The full red lips are made of rubies and the teeth are small round pearls. The brooch by Salvador Dali is on view at the Museum of Arts and Design, along with a silver chastity belt necklace by Louise Bourgeois and a Jeff Koons rabbit pendant.
In all, the show contains more than 180 baubles.
Then grab a bite at Robert, the 9th floor restaurant with its great views of Central Park.
Savor a Bloody Mary and the lobster risotto with coral butter, along with the mellow jazz trio.
“Picasso to Koons: The Artist as Jeweler” runs through Jan. 8 at 2 Columbus Circle. Information: +1-212-299-7777; http://collections.madmuseum.org.
Ethan Coen, Elaine May and Woody Allen have come up with “Relatively Speaking,” a triple bill of one-act comedies,
Coen’s contribution is “Talking Cure,” about family craziness, May’s “George is Dead” looks at the funny side of dying, while Allen’s “Honeymoon Motel” casts a comic eye on weddings.
John Turturro directs a stellar cast including Julie Kavner, Steve Guttenberg and Mark Linn-Baker.
In previews at the Brooks Atkinson Theatre for an Oct. 20 opening. 256 W. 47th St. Information: +1-212-719-4099; http://brooksatkinsontheater.com.
At Blue Fin, glide past the decorative school of fish and settle in for a dozen oysters.
At 1567 Broadway, near 47th St. Information: +1-212-918-1400.
Diva Anna Netrebko steps out as the doomed queen in Donizetti’s “Anna Bolena,” as the Metropolitan Opera opens its new season with a Monday night gala.
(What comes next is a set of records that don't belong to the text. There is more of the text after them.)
Issue #859, opened 2026-04-23
reasoning_content missing problem


xk-dx:
when calls Kimi Api it occurred 
API Error: 400 {"error":{"message":"thinking is enabled but reasoning_content is missing in assistant tool call message at index ──────────────────────────
     18","type":"invalid_request_error"}}

kevincodex1:
hello this is already fixed in main. please use main branch and the fix will be included in the release of v0.7.0

keydexofficial:
you may give a try to langcli.com 's Langcli which supports deepseek v4 flash and v4 pro perfectly.
It fixed this reasoning_content problem.
100% compatible with Claude Code.

jatmn:
This was fixed on main by #828, which preserves reasoning_content for Moonshot/Kimi assistant tool-call messages instead of stripping the thinking content on replay.

Closing this as fixed per the main-branch fix Kevin mentioned above. If this still reproduces on a current release/main build, please open a fresh issue with the exact model, provider/base URL, and repro prompt.

PR #1201, opened 2026-05-16
fix(api): tighten reasoning_content heuristic to prevent false-positi…

LifeJiggy:
Summary

What changed — src/integrations/runtimeMetadata.ts lines 145 & 156–158:
- if (normalizedModel.includes('deepseek')) {
+ if (normalizedModel.startsWith('deepseek')) {
- if (normalizedModel.includes('kimi') || normalizedModel.includes('moonshot')) {
+ if (
+   normalizedModel.startsWith('kimi') ||
+   normalizedModel.startsWith('moonshot')
+ ) {

Why — preserveReasoningContent: true is the switch that propagates reasoning_content into outbound OpenAI-format request bodies. The heuristic that set that flag used includes() on the lower-cased model name. Any custom endpoint whose apiName happened to contain the substring deepseek (e.g. a user's own my-deepseek-rag alias) silently got preserveReasoningContent: true, which in turn wrote reasoning_content into requests sent to providers that neither expect nor understand the field — causing the crashes described in #859.

Changing to startsWith() restricts the heuristic to official model identifiers (which always take the form deepseek-…, kimi-…, moonshot-…), eliminating the false-positive configuration bleed entirely. Providers still configured via explicit vendor descriptors (the primary control path) are unaffected.

Path tested: Gitlawb/openclaude — origin/fix/859-reasoning-content-fallback

Follow-up: Vendor descriptors for DeepSeek, Moonshot, and Kimi already set preserveReasoningContent: true explicitly; the heuristic only fires for dynamic/custom model paths, so tightening it here has zero impact on the already-correct cases.


gnanam1990 (changes requested):
Nice catch on this — #859 is open and real, and the false-positive you describe is a legitimate problem worth fixing. The diagnosis is right; the matcher just needs a tweak.

The issue: `normalizeModelApiName` (`runtimeMetadata.ts:22`) only lowercases/trims — it doesn't strip path prefixes — so switching to `startsWith('deepseek')` will now *miss* common prefixed IDs like `accounts/fireworks/models/deepseek-v3` or `openrouter/deepseek/deepseek-chat`. That would drop `preserveReasoningContent` for exactly the aggregator/custom-endpoint users this fork serves, reintroducing #859 for them — trading one false-positive for a broader false-negative.

Could you use a segment/boundary-aware match (or lean on the explicit vendor descriptors as the primary path and keep the heuristic conservative), plus a regression test covering both the false-positive alias case and prefixed-path IDs? With that this should be a quick approve — thanks for the fix.

LifeJiggy:
Addresses review feedback on a269b7a

Thanks for the careful read — the startsWith() rewrite was too aggressive and would drop preserveReasoningContent for aggregator paths like openrouter/deepseek/deepseek-chat, exactly the users at risk of #859.

Replaced it with a segment-boundary check:
const segments = normalizedModel.split('/')
const hasDeepseek = segments.some(s => s.startsWith('deepseek'))

This catches "openrouter/deepseek/deepseek-chat" and "accounts/fireworks/models/deepseek-v3" (segment = "deepseek-v3" → startsWith('deepseek') ✅) while ignoring "my-deepseek-rag" (single segment doesn’t start with deepseek) ✅. Same guard applied to kimi/moonshot.

No logic elsewhere was touched. Ready for re-review when you have a moment.

jatmn (changes requested):
## Findings

- [P2] Add regression coverage for the segment-boundary heuristic
  `src/integrations/runtimeMetadata.ts:145`
  The follow-up implementation now handles the prefixed model IDs from the earlier review, but the PR still changes a fragile fallback heuristic without adding the requested regression tests. Existing coverage exercises descriptor-backed DeepSeek/Kimi routes and a generic `gpt-4o` negative case, but it does not lock in the two cases this fix is specifically about: a custom alias such as `my-deepseek-rag` must not infer `preserveReasoningContent`, while prefixed IDs such as `openrouter/deepseek/deepseek-chat` or `accounts/fireworks/models/deepseek-v3` still must. Please add focused coverage around `resolveOpenAIShimRuntimeContext` or the OpenAI shim request body so this does not regress back to either the original false-positive or the first follow-up's false-negative.

Vasanthdev2004:
### Blockers

1. **Missing regression tests** — The PR changes a fragile fallback heuristic without adding the requested regression coverage. Need tests for:
   - `my-deepseek-rag` must NOT infer `preserveReasoningContent`
   - `openrouter/deepseek/deepseek-chat` MUST still infer it
   - `accounts/fireworks/models/deepseek-v3` MUST still infer it

### Non-Blocking

None.

### Looks Good

- Fixes real issue #859 (false-positive reasoning_content for custom aliases)
- Segment-boundary check is the right approach
- Small, focused change (9 additions, 2 deletions)
- Good explanation of the problem and solution

---

**Verdict: Changes Requested** — add regression tests for the segment-boundary heuristic.

LifeJiggy:
Added the regression tests as requested! 

I've added 10 tests covering the segment-boundary heuristic:
1. Custom aliases (false-positive prevention):
   - my-deepseek-rag → must NOT infer preserveReasoningContent 
   - my-kimi-assistant → must NOT infer preserveReasoningContent 
2. Provider paths (true-positive):
   - openrouter/deepseek/deepseek-chat → MUST infer 
   - accounts/fireworks/models/deepseek-v3 → MUST infer 
3. Standard model names:
   - deepseek-chat, deepseek-coder → should infer 
   - moonshot/moonshot-v1, moonshot/kimi-kpro → should infer 
4. Negative cases:
   - gpt-4o → should NOT infer 
   - claude-sonnet-4-20250514 → should NOT infer 
This locks in the two specific cases from the review:
- Custom aliases like my-deepseek-rag won't trigger false-positive
- Segmented provider paths like openrouter/deepseek/... will still correctly infer
All 10 tests pass. Ready for review! 🚀

gnanam1990 (dismissed):
Re-reviewed against `d9a0e46` — the earlier blockers are resolved and I verified the behaviour by reading the matcher, not just the test names:

- `src/integrations/runtimeMetadata.ts` now splits on `/` and uses `segments.some(s => s.startsWith('deepseek'))` (and the same for `kimi`/`moonshot`) instead of the old `includes()` substring check. Tracing the three cases from the earlier reviews:
  - `my-deepseek-rag` → `['my-deepseek-rag']`, no segment starts with `deepseek` → does **not** infer `preserveReasoningContent` (the #859 false-positive is fixed).
  - `openrouter/deepseek/deepseek-chat` → segment `deepseek` matches → still infers correctly.
  - `accounts/fireworks/models/deepseek-v3` → segment `deepseek-v3` matches → still infers correctly.
- `runtimeMetadata.test.ts` adds focused coverage for all three, plus the custom-alias / prefixed-path / negative (`gpt-4o`, `claude-…`) cases @jatmn and I asked for.

`bun run build` and the binary smoke are green and `tsc --noEmit` is clean on the touched files. This addresses my and @jatmn's points.

One ask before merge, not a re-review blocker: the branch is a few commits behind `main` (builds as `0.11.0`), so the local suite runs on a stale base. Please rebase on current `main` so CI validates against today's tree, then it's good to go. Nice, tight fix — thanks for the thorough test coverage.

LifeJiggy:
Rebased onto current main (f71e769) as requested —


Hi @gnanam1990 — the additional commits came from a rebase 
attempt on main that introduced unintended changes. 

 CI now validates against today's tree. No logic changes; same diff as the approved d9a0e46, just replayed on the fresh base. The force-push was necessary for the rebase (SHA rewrite); 

Apologies for the noise on the approved commit.
apologies for the noise in the timeline. 


Happy to clarify what changed if needed.
Ready for merge.

jatmn (changes requested):
## Findings

- [P2] Remove the unsupported `provider` option from the new tests
  `src/integrations/runtimeMetadata.test.ts:11`
  The added regression tests now cover the requested false-positive and prefixed-path cases, but every call to `resolveOpenAIShimRuntimeContext` includes a `provider` property that the function does not accept. A focused TypeScript check of this file reports `Object literal may only specify known properties, and 'provider' does not exist...` for all 10 cases. Bun still executes the tests because it transpiles them, but the new test file is not type-correct and adds fresh typecheck debt around the exact coverage this PR introduces. Please remove the unused `provider` entries, or express the intended provider through the existing `activeProfileProvider` / env options if that is what the tests need.

LifeJiggy:
@jatmn — removed the unsupported provider property from all 10 test call sites in runtimeMetadata.test.ts. The function's options type only accepts model, baseUrl, processEnv, activeProfileProvider, treatAsLocal — and the segment-boundary tests only need model. 10/10 tests pass, file now type-correct.

jatmn (dismissed):
No issues here, LGTM.

jatmn (approved):
No issues here, LGTM.

LifeJiggy:
@kevincodex1 @Vasanthdev2004

gnanam1990 (approved):

kevincodex1 (approved):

The production of this melodious songfest is by David McVicar and stars Ekaterina Gubanova as Jane Seymour and Ildar Abdrazakov as Henry VIII.
No ticket? Catch the show on giant screens in Lincoln Plaza (free tickets will be distributed at noon on Sunday) and at Times Square, where it’s first come, first served. Curtain is at 6:30 with Deborah Voigt presiding over festive chatter half an hour earlier.
Lincoln Center. Information: +1-212-362-6000; http://www.metoperafamily.org.
(With assistance from Lili Rosboch and Daniel Billy. Zinta Lundborg is an editor for Muse, the arts and leisure section of Bloomberg News. The opinions expressed are her own.)